### Data for processing
PR #19235, opened 2025-06-10
Add ubi10{,-minimal} to external-pins

grooverdan:
With UBI 10 released on https://hub.docker.com/u/redhat though I'd add these if that's ok?


yosifkit:
"Apply Labels" GitHub action is failing because of an undocumented permissions change with creating new labels: https://github.com/orgs/community/discussions/156181.

Added workaround in https://github.com/docker-library/official-images/pull/19241

grooverdan:
I've repushed to re-trigger after #19241

yosifkit (approved):
Seems fine and matches the digests I get locally when running `./.external-pins/update.sh redhat/ubi10{,-minimal}:latest`

grooverdan:
yep, should of mentioned that's the way I generated it. You do automate things very well.

tianon:
I'd love to move these off pins (and have them be proper images), but perhaps that ship has sailed. :disappointed: :heart:

grooverdan:
> I'd love to move these off pins (and have them be proper images), but perhaps that ship has sailed. 😞 ❤️

It would just mean for images based on those that we'd change the `FROM` line right? If you still want to move, it doesn't sound like a big imposition to change. Its only going to impact current images anyway, or have a I missed something.

tianon:
Yeah, that's correct -- the hard part would be reconvincing the appropriate folks at Red Hat to maintain it. :innocent: :heart:

PR #19245, opened 2025-06-10
Release 11.8 GA and 12.0RC

grooverdan:
Consequently 11.7 is EOL.

Because of Ubuntu 20.04 being EOL these images
where removed. Note ably there stil is 10.6-jammy
but leaving it to Docker Official Images to have
10.6 previous tag pointing to the older focal based image.

Next release will replace 10.6 with the jammy based image in a few months.

Closes #MariaDB/mariadb-docker/issues/647


grooverdan:
Thanks @yosifkit !

PR #19248, opened 2025-06-11
hitch: upgrade to bookworm

gquintard:


yosifkit:
Debian Bookworm will have `ppc64le` and `s390x` at least until it transitions to "LTS" in June 2026. It is Bullseye that no longer has those architectures. You are welcome to add them back now that it is from Bookworm.

PR #19258, opened 2025-06-12
Update couchbase-server

udkyo:
This change updates our images which are currently based on ubuntu:20.04 to 22.04/24.04.


yosifkit (approved):

yosifkit:
Same as https://github.com/docker-library/official-images/pull/16661#issuecomment-2076049220
> reviewer's note: runit install block is identical to the one in https://github.com/docker-library/official-images/pull/16433 :+1: :heart:
>
>(FWIW, `apt-get clean` is a no-op in both the `debian` and `ubuntu` base images because they already do that automatically on every `apt-get install`, but it's harmless to include)

PR #19266, opened 2025-06-13
library/perl: 5.41.12 -> 5.41.13

zakame:
- http://nntp.perl.org/group/perl.perl5.porters/269950
- https://github.com/Perl/docker-perl/pull/185


zakame:
@tianon this should include your fix https://github.com/Perl/docker-perl/pull/184 🙇

zakame:
Thanks @yosifkit ! 🎉 🚀

PR #19273, opened 2025-06-16
Update to Storm 2.8.1 and adds JRE21 image

rzo1:
Update to the latest release of Storm + adds JRE21 runtime flavour.


library/storm
```diff
@@ -4,10 +4,14 @@ Maintainers: The Apache Storm Project <dev@storm.apache.org> (@asfbot),
...
-Directory: 2.8.0
+Tags: 2.8.1, 2.8, latest
+GitCommit: b8be6ef59263919abd3eed95207198d2aca28518
+Directory: 2.8.1
 
-Tags: 2.8.0-jre17, 2.8-jre17
-GitCommit: fefacef2f400d8f437675b11e08bc6098a91c188
+Tags: 2.8.1-jre17, 2.8-jre17
+GitCommit: b8be6ef59263919abd3eed95207198d2aca28518
 Directory: 2.8.0
```
tianon, line 13: I think this was probably supposed to be updated to 2.8.1 also, right?  Also just FYI these two blocks could be combined (the "generic" aliases can be listed next to the more specific ones, `Tags: 2.8.1-jre17, 2.8-jre17, 2.8.1, 2.8, latest` for example).

Also, I don't think I see a 2.8.1 bump in the `Dockerfile` diff -- shouldn't at least https://github.com/apache/storm-docker/blob/b8be6ef59263919abd3eed95207198d2aca28518/2.8.1/Dockerfile#L36 have been updated to 2.8.1?

rzo1: Looks like I forgot to push the 2.8.1 dist change. Thanks for the pointer. Will fix shortly!

rzo1: Should be fixed now.

PR #19318, opened 2025-06-24
Update ELK images for 9.0.3, 8.18.3, 8.17.8 and 7.17.29

StamatisKourk:


tianon:
- elasticsearch:7.17.29 (FROM ubuntu:20.04) -- completely unsupported base!
 - elasticsearch:8.17.8 (FROM ubuntu:20.04) -- completely unsupported base!
 - kibana:7.17.29 (FROM ubuntu:20.04) -- completely unsupported base!
 - logstash:7.17.29 (FROM ubuntu:20.04) -- completely unsupported base!
 - logstash:8.17.8 (FROM ubuntu:20.04) -- completely unsupported base!
 - logstash:8.18.3 (FROM ubuntu:20.04) -- completely unsupported base!

https://github.com/docker-library/official-images/pull/19167#issuecomment-2931611620

> Please either drop the affected tags from the supported list (by removing them from your `library/` file) or update them to a supported release.

StamatisKourk:
@tianon We have some CI failures about logstash 9.0.3, elasticsearch 8.17.8, and kibana 7.17.28. These seem to be coming from your end but can you please advise?

Also regarding upgrading the base image to ubuntu 24.04, we have done that for all tags being tampered in the PR. However, the 7.17.28 ELK images which are already merged, are still being scanned. Given that this is an older version and this is hard for us to upgrade, could we exclude this like we have done in the past? If not, will removing the 7.17.x tag entirely from the library files work? I guess that would remove 7.17.28 from the list of "supported" docker images in docker registry, but it would still be reachable, like all other 7.17.x tags are today (eg. docker pull logstash:7.17.23 still works)

tianon:
Yeah, I can live with that, especially on the promise that resolving this for the 7.x versions is in-progress. :heart: :+1:

---

Looking over the diff, the only place I've got some concerns are in `logstash:9.0.3`:

```diff
-RUN \
+RUN for iter in {1..10}; do \
+  microdnf update -y && \
```

I'm not sure I understand why this has come back in. :sweat_smile:  Are the package installation servers _consistently_ flaky enough to be worth embedding this fiddly retry logic directly in the `Dockerfile`?

```diff
-  arch="$(rpm --query --queryformat='%{ARCH}' rpm)" && \
-  curl -f -Lo logstash.tar.gz "https://artifacts.elastic.co/downloads/logstash/logstash-9.0.2-linux-${arch}.tar.gz" && \
-  tar -zxf logstash.tar.gz -C /usr/share && \
-  rm logstash.tar.gz && \
-  mv /usr/share/logstash-9.0.2 /usr/share/logstash && \
+  curl -Lo - https://artifacts.elastic.co/downloads/logstash/logstash-9.0.3-linux-x86_64.tar.gz | \
+  tar zxf - -C /usr/share && \
+  mv /usr/share/logstash-9.0.3 /usr/share/logstash && \
```

Does 9.0.3 only support x86_64?  (the `library/logstash` entry for it includes `arm64v8` :eyes:)

StamatisKourk:
@tianon We handled the logstash 9.0.3 reverted changes. Indeed they were reverted by our automation and we added them back in. The 2 check failing tags for 7.17.28 kibana and ES, which we are not edited in this PR, should be updated in the future or be removed entirely like logstash 7.17.28.

PR #19334, opened 2025-06-26
version 10.1.0 for TomEE

scriptmonkey:


yosifkit:
With the addition of semicolons in the `RUN` line, I think this needs a `set -e` to make sure that a failing expression stops instead of continues.

tianon:
(high-five :hand: https://github.com/tomitribe/docker-tomee/pull/98#discussion_r2169309024 :joy: :heart:)

PR #263, opened 2015-11-16
Only default commands get autocompletion

damiankloip:
Now that we have drush commands inside PsySH in drush (which is awesome!) one small problem is that the autocompletion does not work for any of these commands.

I looked into it further; Only the default commands will get this autocompletion as tab completion is initialized in the `Shell` constructor. So anything using `addCommands`, like we are, is too late. The `CommandsMatcher` instance has already been created with `$this->all()` - which at the time is only the default commands.

This just moves the tab completion code into an `initializeTabCompletion` method, which then gets called in `Shell::run` instead. This means everything added before the shell is run will be included.

Not sure if this is the best way to fix this problem? Certainly seems like the simplest and least invasive approach maybe. Also confirmed this fixes the completion of added commands. Thoughts?

### DIFF
--- a/src/Psy/Shell.php
+++ b/src/Psy/Shell.php
@@ -78,20 +78,6 @@ class Shell extends Application
         $this->readline = $this->config->getReadline();
 
         parent::__construct('Psy Shell', self::VERSION);
-
-        $this->config->setShell($this);
-        // auto completer needs shell to be linked to configuration because of the context aware matchers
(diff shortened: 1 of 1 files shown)


GrahamCampbell:
Please send to the develop branch.

damiankloip:
Thanks, closing in favour of https://github.com/bobthecow/psysh/pull/266

PR #264, opened 2015-11-16
Make 'exit;' behave the same as the exit command

damiankloip:
Add an ExitPass so `exit;` behaves the same as the exit command.

This should be helping us soon in the drush psysh integration (we have problems with the database connection being closed before the drush command has finished, when the shell exits).

### DIFF
--- a/src/Psy/CodeCleaner/ExitPass.php
+++ b/src/Psy/CodeCleaner/ExitPass.php
@@ -12,12 +12,11 @@
 namespace Psy\CodeCleaner;
 
 use PhpParser\Node;
-use Psy\Exception\BreakException;
 use PhpParser\Node\Expr\Exit_;
+use Psy\Exception\BreakException;
 
 class ExitPass extends CodeCleanerPass
 {
-
     /**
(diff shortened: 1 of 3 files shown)


src/Psy/CodeCleaner/ExitPass.php
```diff
@@ -0,0 +1,33 @@
...
+    /**
+     * Throws a PsySH BreakException instead on exit().
+     *
+     * @throws \Psy\Exception\BreakException if the node is an exit node.
+     *
+     * @param \PhpParser\Node $node
+     */
+    public function enterNode(Node $node) {
+        if ($node instanceof Exit_) {
+            throw new BreakException('Goodbye.');
```
dawehner: Could we convert it to a command instead first? I guess this is not possible?

dawehner:
Really nice!

GrahamCampbell:
Please send to the develop branch.

damiankloip:
Thanks, closing in favour of https://github.com/bobthecow/psysh/pull/265

PR #265, opened 2015-11-16
Make 'exit;' behave the same as the exit command

damiankloip:
Add an ExitPass so exit; behaves the same as the exit command.

This should be helping us soon in the drush psysh integration (we have problems with the database connection being closed before the drush command has finished, when the shell exits).

### DIFF
--- a/test/Psy/Test/CodeCleaner/ImplicitReturnPassTest.php
+++ b/test/Psy/Test/CodeCleaner/ImplicitReturnPassTest.php
@@ -33,6 +33,7 @@ class ImplicitReturnPassTest extends CodeCleanerTestCase
         return array(
             array('4',     'return 4;'),
             array('foo()', 'return foo();'),
+            array('exit()', 'die;'),
         );
     }
 }
--- a/src/Psy/CodeCleaner.php
+++ b/src/Psy/CodeCleaner.php
@@ -18,6 +18,7 @@ use Psy\CodeCleaner\AbstractClassPass;
 use Psy\CodeCleaner\AssignThisVariablePass;
 use Psy\CodeCleaner\CalledClassPass;
 use Psy\CodeCleaner\CallTimePassByReferencePass;
+use Psy\CodeCleaner\ExitPass;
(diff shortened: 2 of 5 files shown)


bobthecow:
Nice!

What happens if you do this:

```php
if (false) {
  exit;
} else {
  echo "do something cool!";
}
```

:)

GrahamCampbell:
What's going on with StyleCI here? Does this need rebasing?

bobthecow:
Master is failing on StyleCI, so since this was originally created against master it might be failing as well?

@damiankloip Do you mind rebasing against the dev branch?

damiankloip:
Sorry, forgot to merge develop from upstream.

damiankloip:
@bobthecow Youch! Fair point. Any ideas about the best way to not bail out at the first sniff of exit? :)

bobthecow:
You could probably rewrite the AST to throw an exception on execution, rather than throwing an exception on parse?

damiankloip:
I did try something on leaveNode() but this seems to get out of hand fast..

```php
return new Node\Stmt\Throw_(new Node\Expr\New_(new Node\Name('Psy\Exception\BreakException'), [new Node\Arg(new Node\Scalar\String_('Goodbye.'))]));
```

damiankloip:
@bobthecow Yeah, seems the `ImplicitReturnPass` was an issue. Seems to work much better now. Please give it a try.

damiankloip:
Just updated the tests for the change to using `leaveNode` too.

test/Psy/Test/CodeCleaner/ImplicitReturnPassTest.php
```diff
@@ -33,6 +33,7 @@ public function implicitReturns()
         return array(
             array('4',     'return 4;'),
             array('foo()', 'return foo();'),
+            array('exit()', 'die;'),
```
damiankloip: Thought it makes sense to also add a new item to the data provider to check that no implicit return is added now.

bobthecow:
Looks good to me. Thanks!

Issue #78, opened 2014-07-02
No colors or ">>>" prompt when using in phpunit


wulftone:
I can put the `\Psy\Shell::debug(get_defined_vars());` into my phpunit tests and it drops into a shell just fine, but the colors do not work, and the `>>>` prompt doesn't appear--it's just blank.  It doesn't seem to be interpreting any arrow key codes either.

### Exercise
Up to and including the line that holds "Added workaround in", reproduce the records above exactly from their first line, and give nothing else.

### Reply
PR #19235, opened 2025-06-10
Add ubi10{,-minimal} to external-pins

grooverdan:
With UBI 10 released on https://hub.docker.com/u/redhat though I'd add these if that's ok?


yosifkit:
"Apply Labels" GitHub action is failing because of an undocumented permissions change with creating new labels: https://github.com/orgs/community/discussions/156181.

Added workaround in https://github.com/docker-library/official-images/pull/19241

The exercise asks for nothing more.